◆ PROBLEM TO WORK ON:
The reply should consist of the full listing, written out exactly.
Segment Start: DATA RECORDS
PR #2609, opened 2019-12-11
FEATURE: Allow inserting nodes into any position inside an element

Sebobo:
Before this change a new node was always inserted as direct child.
With this change there can be any number of dom nodes and one
can be defnied as anchor for insertion.
When multiple anchors exist, the first one will be used.

The primary use case is for me was to have a ContentCollection that is also a content element itself. Usually the content collection has its own wrapper and all the children are in there.
But when it's also a content with some custom markup it can have any structure and therefore we cannot just assume inserting the new node into the content nodes main tag is the right position.

**What I did**

Allow defining a subnode in the template of a content collection to be the parent of new nodes.

**How I did it**

A tag can have a new attribute which marks it as an anchor.
When a new node is inserted a check is made whether there is an anchortag inside the new nodes parent and if yes then this tag will be used to append the new child.

**How to verify it**

See included e2e test

### DIFF
--- a/Tests/IntegrationTests/Fixtures/1Dimension/createNewNodeInContainer.e2e.js
+++ b/Tests/IntegrationTests/Fixtures/1Dimension/createNewNodeInContainer.e2e.js
@@ -1,0 +1,35 @@
+import {Selector} from 'testcafe';
+import {ReactSelector} from 'testcafe-react-selectors';
+import {beforeEach, subSection, checkPropTypes} from './../../utils.js';
+import {Page} from './../../pageModel';
+
+/* global fixture:true */
+
+fixture`Create new nodes`
+    .beforeEach(beforeEach)
+    .afterEach(() => checkPropTypes());
+
+test('Create a text node in a new container element at the correct position', async t => {
+    await t.switchToMainWindow();
+
+    subSection('Create content collection node');
+    await t
+        .click(Selector('#neos-ContentTree-ToggleContentTree'))
+        .click(Page.treeNode.withText('Content Collection (main)'))
+        .click(Selector('#neos-ContentTree-AddNode'))
+        .click(ReactSelector('NodeTypeItem').find('button>span>span').withText('Container'));
+    await Page.waitForIframeLoading(t);
+
+    subSection('Create text node in container');
+    await t
+        .click(Page.treeNode.withText('Container'))
+        .click(Selector('#neos-ContentTree-AddNode'))
+        .click(Selector('#into'))
+        .click(ReactSelector('NodeTypeItem').find('button>span>span').withText('Text'));
+    await Page.waitForIframeLoading(t);
+
+    await t.switchToIframe('[name="neos-content-main"]');
+
+    const textIsInWrap = Selector('.test-container .test-text').parent().hasClass('test-container__inner-wrap');
+    await t.expect(textIsInWrap).ok();
+});
--- a/packages/neos-ui/src/manifest.js
+++ b/packages/neos-ui/src/manifest.js
@@ -11,6 +11,7 @@ import {SynchronousRegistry, SynchronousMetaRegistry} from '@neos-project/neos-u
 import {
     getGuestFrameDocument,
     findNodeInGuestFrame,
+    closestNodeInGuestFrame,
     findAllOccurrencesOfNodeInGuestFrame,
     createEmptyContentCollectionPlaceholderIfMissing,
     findAllChildNodes,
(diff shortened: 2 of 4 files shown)


Sebobo:
@markusguenther with your commit the parent is now determined every time instead of just when doing the „into“ insertion. 
The „before“ and „after“ don‘t really need it.

Sebobo:
We could make the search for the insertion point a bit easier if the data attribute holds the parents node context too. Then we need a bit more elaborate helper in Fusion to add the necessary data attribute to a tag.

markusguenther:
@Sebobo I am sorry ... just had the intention to fix the linting issue.

Sebobo:
@dimaip can you give me a hint on how to write a good test for this change?
I'm not sure right now where to start.

dimaip:
Hmm an intersting feature. Would be great if more people from the team had a look at this approach.

As for testing, it's quite easy:
1. create some nodetype + fusion to test this feature here: https://github.com/neos/neos-ui/tree/master/Tests/IntegrationTests/SharedNodeTypesPackage/Configuration
2. then try to imitate all the steps you'd normally take to test this feature, create a node of the nodetype, create a new node inside it, assert that it appeared in the right place in the DOM. Similar to this: https://github.com/neos/neos-ui/blob/master/Tests/IntegrationTests/Fixtures/1Dimension/createNewNodes.e2e.js

packages/neos-ui/src/manifest.js
```diff
@@ -334,6 +335,19 @@ manifest('main', {}, globalRegistry => {
         }
 
         const fusionPath = contentElement.dataset.__neosFusionPath;
+        // Check if an insertion anchor is defined and use this one for appending the childnode
+        const findInsertionParentByAnchor = () => {
+            let insertionParent = parentElement;
+            const insertionAnchors = parentElement.querySelectorAll('[data-__neos-insertion-anchor]');
```
dimaip: I'm bad at thinking out names, but maybe somebody has an idea for something better instead of `inserition-anchor`? Or do you all like it?
Since it's a public API that we'd have to maintain forever we really need to think twice. Maybe also think of some additional requirements that could come in handy here.

Sebobo: Yes absolutely. That's why the PR is still a draft.

The current code is a proof of concept what was required to make it work.
I played with a few names and then decided to rather get outside input instead of breaking my head.

Tests/IntegrationTests/Fixtures/1Dimension/createNewNodeInContainer.e2e.js
```diff
@@ -0,0 +1,38 @@
+import {Selector, RequestLogger} from 'testcafe';
+import {ReactSelector} from 'testcafe-react-selectors';
+import {beforeEach, subSection, checkPropTypes} from './../../utils.js';
+import {Page} from './../../pageModel';
+
+/* global fixture:true */
+
+const changeRequestLogger = RequestLogger(request => request.url.endsWith('/neos/ui-services/change') && request.method === 'post' && request.isAjax);
```
dimaip: Why are you adding a request logger if you are not using it anywhere?

Sebobo: Copy & paste, I'll remove it.
Btw. thanks to your hint the test was done quite quickly.

skurfuerst:
Hey everyone,

Awesome Change 👍 would you please update docs.neos.io when this is merged?

... BTW - should we maybe provide a fusion object and viewhelper in Neos.Neos for generating this data attribute? IMHO this would be good, as it makes the API way more explicit and we could change it later on, as it makes the data attribute an implementation detail.

All the best,
Sebastian

dimaip:
@skurfuerst totally agree

Sebobo:
@skurfuerst @dimaip yes sure. Had already a discussion with @mficzel last Friday regarding the Fusion part.

kdambekalns:
Great to see that!

But… this is one of those features that are almost a bugfix. I have that issue in a Neos 4.3 project, and that way it will never be fixed there. Looking at the code, this is backwards-compatible and poses next to no risk, IMHO.

kdambekalns:
Also, there is zero documentation in this PR… 😬 Let me try:

---

To sepcify a point for inserting children of a contentcollectiomn node in your markup, you can use an attribute on the container element: `data-__neos-insertion-anchor`. If found, that container will be used for inserting new items, otherwise the parent element (as usual).

Sebobo:
As I mentioned on discuss see also the two mentioned PRs #2667 and #2891 in Neos.Neos. Those make the usage much better for most use cases .

kdambekalns:
Original PR description comment moved here

---


**What I did**

Allow defining a subnode in the template of a content collection to be the parent of new nodes.

**How I did it**

A tag can have a new attribute which marks it as an anchor.
When a new node is inserted a check is made whether there is an anchortag inside the new nodes parent and if yes then this tag will be used to append the new child.

**How to verify it**

See included e2e test

mhsdesign:
Just stumbled onto this, i didnt know that `data-__neos-insertion-anchor` is api - there should be a fusion object for that ...

> ... BTW - should we maybe provide a fusion object and viewhelper in Neos.Neos for generating this data attribute? IMHO this would be good, as it makes the API way more explicit and we could change it later on, as it makes the data attribute an implementation detail.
Segment End: DATA RECORDS
◆ EXERCISE OUTPUT:
PR #2609, opened 2019-12-11
FEATURE: Allow inserting nodes into any position inside an element

Sebobo:
Before this change a new node was always inserted as direct child.
With this change there can be any number of dom nodes and one
can be defnied as anchor for insertion.
When multiple anchors exist, the first one will be used.

The primary use case is for me was to have a ContentCollection that is also a content element itself. Usually the content collection has its own wrapper and all the children are in there.
But when it's also a content with some custom markup it can have any structure and therefore we cannot just assume inserting the new node into the content nodes main tag is the right position.

**What I did**

Allow defining a subnode in the template of a content collection to be the parent of new nodes.

**How I did it**

A tag can have a new attribute which marks it as an anchor.
When a new node is inserted a check is made whether there is an anchortag inside the new nodes parent and if yes then this tag will be used to append the new child.

**How to verify it**

See included e2e test

### DIFF
--- a/Tests/IntegrationTests/Fixtures/1Dimension/createNewNodeInContainer.e2e.js
+++ b/Tests/IntegrationTests/Fixtures/1Dimension/createNewNodeInContainer.e2e.js
@@ -1,0 +1,35 @@
+import {Selector} from 'testcafe';
+import {ReactSelector} from 'testcafe-react-selectors';
+import {beforeEach, subSection, checkPropTypes} from './../../utils.js';
+import {Page} from './../../pageModel';
+
+/* global fixture:true */
+
+fixture`Create new nodes`
+    .beforeEach(beforeEach)
+    .afterEach(() => checkPropTypes());
+
+test('Create a text node in a new container element at the correct position', async t => {
+    await t.switchToMainWindow();
+
+    subSection('Create content collection node');
+    await t
+        .click(Selector('#neos-ContentTree-ToggleContentTree'))
+        .click(Page.treeNode.withText('Content Collection (main)'))
+        .click(Selector('#neos-ContentTree-AddNode'))
+        .click(ReactSelector('NodeTypeItem').find('button>span>span').withText('Container'));
+    await Page.waitForIframeLoading(t);
+
+    subSection('Create text node in container');
+    await t
+        .click(Page.treeNode.withText('Container'))
+        .click(Selector('#neos-ContentTree-AddNode'))
+        .click(Selector('#into'))
+        .click(ReactSelector('NodeTypeItem').find('button>span>span').withText('Text'));
+    await Page.waitForIframeLoading(t);
+
+    await t.switchToIframe('[name="neos-content-main"]');
+
+    const textIsInWrap = Selector('.test-container .test-text').parent().hasClass('test-container__inner-wrap');
+    await t.expect(textIsInWrap).ok();
+});
--- a/packages/neos-ui/src/manifest.js
+++ b/packages/neos-ui/src/manifest.js
@@ -11,6 +11,7 @@ import {SynchronousRegistry, SynchronousMetaRegistry} from '@neos-project/neos-u
 import {
     getGuestFrameDocument,
     findNodeInGuestFrame,
+    closestNodeInGuestFrame,
     findAllOccurrencesOfNodeInGuestFrame,
     createEmptyContentCollectionPlaceholderIfMissing,
     findAllChildNodes,
(diff shortened: 2 of 4 files shown)


Sebobo:
@markusguenther with your commit the parent is now determined every time instead of just when doing the „into“ insertion. 
The „before“ and „after“ don‘t really need it.

Sebobo:
We could make the search for the insertion point a bit easier if the data attribute holds the parents node context too. Then we need a bit more elaborate helper in Fusion to add the necessary data attribute to a tag.

markusguenther:
@Sebobo I am sorry ... just had the intention to fix the linting issue.

Sebobo:
@dimaip can you give me a hint on how to write a good test for this change?
I'm not sure right now where to start.

dimaip:
Hmm an intersting feature. Would be great if more people from the team had a look at this approach.

As for testing, it's quite easy:
1. create some nodetype + fusion to test this feature here: https://github.com/neos/neos-ui/tree/master/Tests/IntegrationTests/SharedNodeTypesPackage/Configuration
2. then try to imitate all the steps you'd normally take to test this feature, create a node of the nodetype, create a new node inside it, assert that it appeared in the right place in the DOM. Similar to this: https://github.com/neos/neos-ui/blob/master/Tests/IntegrationTests/Fixtures/1Dimension/createNewNodes.e2e.js

packages/neos-ui/src/manifest.js
```diff
@@ -334,6 +335,19 @@ manifest('main', {}, globalRegistry => {
         }
 
         const fusionPath = contentElement.dataset.__neosFusionPath;
+        // Check if an insertion anchor is defined and use this one for appending the childnode
+        const findInsertionParentByAnchor = () => {
+            let insertionParent = parentElement;
+            const insertionAnchors = parentElement.querySelectorAll('[data-__neos-insertion-anchor]');
```
dimaip: I'm bad at thinking out names, but maybe somebody has an idea for something better instead of `inserition-anchor`? Or do you all like it?
Since it's a public API that we'd have to maintain forever we really need to think twice. Maybe also think of some additional requirements that could come in handy here.

Sebobo: Yes absolutely. That's why the PR is still a draft.

The current code is a proof of concept what was required to make it work.
I played with a few names and then decided to rather get outside input instead of breaking my head.

Tests/IntegrationTests/Fixtures/1Dimension/createNewNodeInContainer.e2e.js
```diff
@@ -0,0 +1,38 @@
+import {Selector, RequestLogger} from 'testcafe';
+import {ReactSelector} from 'testcafe-react-selectors';
+import {beforeEach, subSection, checkPropTypes} from './../../utils.js';
+import {Page} from './../../pageModel';
+
+/* global fixture:true */
+
+const changeRequestLogger = RequestLogger(request => request.url.endsWith('/neos/ui-services/change') && request.method === 'post' && request.isAjax);
```
dimaip: Why are you adding a request logger if you are not using it anywhere?

Sebobo: Copy & paste, I'll remove it.
Btw. thanks to your hint the test was done quite quickly.

skurfuerst:
Hey everyone,

Awesome Change 👍 would you please update docs.neos.io when this is merged?

... BTW - should we maybe provide a fusion object and viewhelper in Neos.Neos for generating this data attribute? IMHO this would be good, as it makes the API way more explicit and we could change it later on, as it makes the data attribute an implementation detail.

All the best,
Sebastian

dimaip:
@skurfuerst totally agree

Sebobo:
@skurfuerst @dimaip yes sure. Had already a discussion with @mficzel last Friday regarding the Fusion part.

kdambekalns:
Great to see that!

But… this is one of those features that are almost a bugfix. I have that issue in a Neos 4.3 project, and that way it will never be fixed there. Looking at the code, this is backwards-compatible and poses next to no risk, IMHO.

kdambekalns:
Also, there is zero documentation in this PR… 😬 Let me try:

---

To sepcify a point for inserting children of a contentcollectiomn node in your markup, you can use an attribute on the container element: `data-__neos-insertion-anchor`. If found, that container will be used for inserting new items, otherwise the parent element (as usual).

Sebobo:
As I mentioned on discuss see also the two mentioned PRs #2667 and #2891 in Neos.Neos. Those make the usage much better for most use cases .

kdambekalns:
Original PR description comment moved here

---


**What I did**

Allow defining a subnode in the template of a content collection to be the parent of new nodes.

**How I did it**

A tag can have a new attribute which marks it as an anchor.
When a new node is inserted a check is made whether there is an anchortag inside the new nodes parent and if yes then this tag will be used to append the new child.

**How to verify it**

See included e2e test

mhsdesign:
Just stumbled onto this, i didnt know that `data-__neos-insertion-anchor` is api - there should be a fusion object for that ...

> ... BTW - should we maybe provide a fusion object and viewhelper in Neos.Neos for generating this data attribute? IMHO this would be good, as it makes the API way more explicit and we could change it later on, as it makes the data attribute an implementation detail.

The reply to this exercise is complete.